Work task — Below are entries; print them exactly from the first line through the one containing "WHEN: A --dry-run flag is provided via CLI".

Stored items:
Issue #158, opened 2023-02-22
UW-228


j-derrico:
**Description**

Add dry-run flag to config_parser.

**Requirements**

Add additional CLI args that make the config parser more user friendly. Please reference the [Toolbox MVP](https://confluence-epic.woc.noaa.gov/display/UW/Toolbox+MVP) for specifics.

The  --dry-run feature shows the rendered final text, but doesn't write a file

**Acceptance Criteria (Definition of Done)**

GIVEN: The user wants to know what the final output will look like from the config parser, but doesn't want to create a file
WHEN: A --dry-run flag is provided via CLI
THEN: The rendered final content is printed to stdout/log.

PR #159, opened 2023-02-22
UW-228: Add dry-run flag to config_parser.

elcarpenter:
**Description**
Added a --dry-run feature that shows the rendered final text, but doesn't write a file  in set_config, as well as corresponding test. Fixes issue [#158](https://github.com/ufs-community/workflow-tools/issues/158#issue-1595795427).  

**Type of change**

**How Has This Been Tested?**

**Checklist**

### DIFF
--- a/src/uwtools/set_config.py
+++ b/src/uwtools/set_config.py
@@ -133,13 +133,13 @@ def create_config_obj(argv):
         out_object.dump_file(user_args.outfile)
 
     if user_args.dry_run:
+        log.info(config_obj)
         if user_args.outfile:
             out_object = user_args.outfile
             log.info(f'warning file {out_object} ',
                  r"not written when using --dry_run")
         # apply switch to allow user to view the results of config
         # instead of writing to disk
-    log.info(config_obj)
 
 if __name__ == '__main__':
     create_config_obj(sys.argv[1:])
--- a/src/uwtools/set_config.py
+++ b/src/uwtools/set_config.py
@@ -82,10 +82,6 @@ def create_config_obj(argv):
     user_args = parse_args(argv)
     infile_type = get_file_type(user_args.input_base_file)
 
-    log.info(f"""Running script set_config.py:
-{('-' * 70)}
-{('-' * 70)}""")
-
     if infile_type in [".yaml", ".yml"]:
         config_obj = config.YAMLConfig(user_args.input_base_file)
         infile_type = ".yaml"
@@ -143,8 +139,6 @@ def create_config_obj(argv):
                  r"not written when using --dry_run")
         # apply switch to allow user to view the results of config
         # instead of writing to disk
-    elif user_args.outfile:
-        config_obj.dump_file(user_args.outfile)
     log.info(config_obj)
 
 if __name__ == '__main__':
--- a/src/uwtools/set_config.py
+++ b/src/uwtools/set_config.py
@@ -94,8 +94,8 @@ def create_config_obj(argv):
         config_obj = config.F90Config(user_args.input_base_file)
 
     else:
-        config_obj = None
         log.info("Set config failure: bad file type")
+        return
 
 
     if user_args.config_file:
@@ -121,8 +121,8 @@ def create_config_obj(argv):
                  r"not written when using --dry_run")
         # apply switch to allow user to view the results of config
         # instead of writing to disk
-    if config_obj is not None:
         log.info(config_obj)
+        return
 
     if user_args.outfile:
         outfile_type = get_file_type(user_args.outfile)
--- a/src/uwtools/set_config.py
+++ b/src/uwtools/set_config.py
@@ -94,9 +94,8 @@ def create_config_obj(argv):
         config_obj = config.F90Config(user_args.input_base_file)
 
     else:
-        print("Set config failure: bad file type")
-        log.info(f'warning file {user_args.input_base_file} ',
-                 r"has incorrect file type")
+        config_obj = None
+        log.info("Set config failure: bad file type")
 
 
     if user_args.config_file:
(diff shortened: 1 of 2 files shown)


src/uwtools/set_config.py
```diff
@@ -93,9 +93,22 @@ def create_config_obj(argv):
 
         config_obj.update_values(user_config_obj)
 
-    if user_args.outfile:
+    if user_args.dry_run:
+        logfile = os.path.join(os.path.dirname(__file__), "set_config.log")
+        log = Logger(level='info',
```
WeirAE, line 98: Hmm, I'm not sure we want to limit the logger use to only the dry run. I would be ok with either just rendering the output to stdout or initializing the logger at the start

elcarpenter:
We are failing test_config_field_table, from UW-16 for now, which is still "in progress." It fails regardless of the presence of the dry run flag and test.

WeirAE (changes requested):
I think your local DS_Store file got carried along from VS Code and the logger change would be good, but otherwise it looks fine

christinaholtNOAA (commented):
LGTM. Let's get the issues squared away with the test failure before merging, though.

tests/test_set_config.py
```diff
@@ -228,3 +228,23 @@ def test_incompatible_file_type():
...
+    will print an YAML config file'''
+
+    input_file = os.path.join(uwtools_file_base, pathlib.Path("fixtures/fruit_config.yaml"))
+
+    args = ['-i', input_file, '-d']
+
+    outstring = io.StringIO()
+    with redirect_stdout(outstring):
+        config.YAMLConfig(input_file)
+    expected = outstring.getvalue()
```
christinaholtNOAA, line 243: I think the issue with the test failure is somewhere in here. When you create this object, you don't really get any stdout information.

Would the test work if expected is defined simply like this?

```
expected = config.YAMLConfig(input_file)
```

christinaholtNOAA:
@elcarpenter It might be worth adding .DS_Store to the .gitignore if you wouldn't mind taking that on. (Here or separate PR is fine)

tests/test_set_config.py
elcarpenter: I have this assertion error when I try that:
assert '{"fruit": "papaya", "vegetable": "eggplant", "how_many": 17, "dressing": "ranch"}\n' == {"fruit": "papaya", "vegetable": "eggplant", "how_many": 17, "dressing": "ranch"}

christinaholtNOAA: Interesting...can you strip the new line from `expected`?

elcarpenter: Ok - stripping it from result and converting expected to a string worked.

src/uwtools/set_config.py
```diff
@@ -122,5 +132,14 @@ def create_config_obj(argv):
...
 
+    if user_args.dry_run:
+        if user_args.outfile:
+            out_object = user_args.outfile
+            log.info(f'warning file {out_object} ',
+                 r"not written when using --dry_run")
+        # apply switch to allow user to view the results of config
+        # instead of writing to disk
+    log.info(config_obj)
+
```
christinaholtNOAA, line 143: I think it could be good to move this logic up to just before the  `if user_args.outfile:` so that we don't do extra work if a user provides both an outfile and the dry-run flag.

christinaholtNOAA (commented):
Thanks for those mods! I have on more pretty easy change requested below, if you don't mind.

src/uwtools/set_config.py
christinaholtNOAA: Oh shoot! I meant the whole if-statement -- lines 135 - 142 -- could move to up before line 118 in your version.

src/uwtools/set_config.py
```diff
@@ -87,6 +95,8 @@ def create_config_obj(argv):
 
     else:
         print("Set config failure: bad file type")
+        log.info(f'warning file {user_args.input_base_file} ',
```
WeirAE, line 98: This f-string was giving me a hard time on my copy, but if it passes pytest its ok

christinaholtNOAA: This logged output is the culprit for the failing test because it's testing only for output that says "Set config failure: bad file type"

 I believe if you change the log to:

```
log.info("Set config failure: bad file type")
```
The test will pass.

Alternatively, if you want to keep the more verbose log message (modified to be one string message), the test will need to be updated to match the new output string.

I would suggest the latter since you've already gone to the trouble of introducing the logger and defining a verbose message introduced a logger.

WeirAE (approved):
Good resolution and update, LGTM

src/uwtools/set_config.py
```diff
@@ -86,7 +94,8 @@ def create_config_obj(argv):
         config_obj = config.F90Config(user_args.input_base_file)
 
     else:
-        print("Set config failure: bad file type")
+        config_obj = None
+        log.info("Set config failure: bad file type")
```
christinaholtNOAA, line 98: We likely want a `return` here.

src/uwtools/set_config.py
```diff
@@ -105,6 +114,16 @@ def create_config_obj(argv):
...
 
+    if user_args.dry_run:
+        if user_args.outfile:
+            out_object = user_args.outfile
+            log.info(f'warning file {out_object} ',
+                 r"not written when using --dry_run")
+        # apply switch to allow user to view the results of config
+        # instead of writing to disk
+    if config_obj is not None:
+        log.info(config_obj)
```
christinaholtNOAA, line 125: With a return above, you can likely remove the if-statement and just `log.info(config_obj)`, then `return`. For the dry-run portion, we don't even need to go through the next bit of code.

christinaholtNOAA (commented):
A couple of very minor behavioral cleanup bits here, but it looks really good.

christinaholtNOAA (approved):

Answer below —
Issue #158, opened 2023-02-22
UW-228


j-derrico:
**Description**

Add dry-run flag to config_parser.

**Requirements**

Add additional CLI args that make the config parser more user friendly. Please reference the [Toolbox MVP](https://confluence-epic.woc.noaa.gov/display/UW/Toolbox+MVP) for specifics.

The  --dry-run feature shows the rendered final text, but doesn't write a file

**Acceptance Criteria (Definition of Done)**

GIVEN: The user wants to know what the final output will look like from the config parser, but doesn't want to create a file
WHEN: A --dry-run flag is provided via CLI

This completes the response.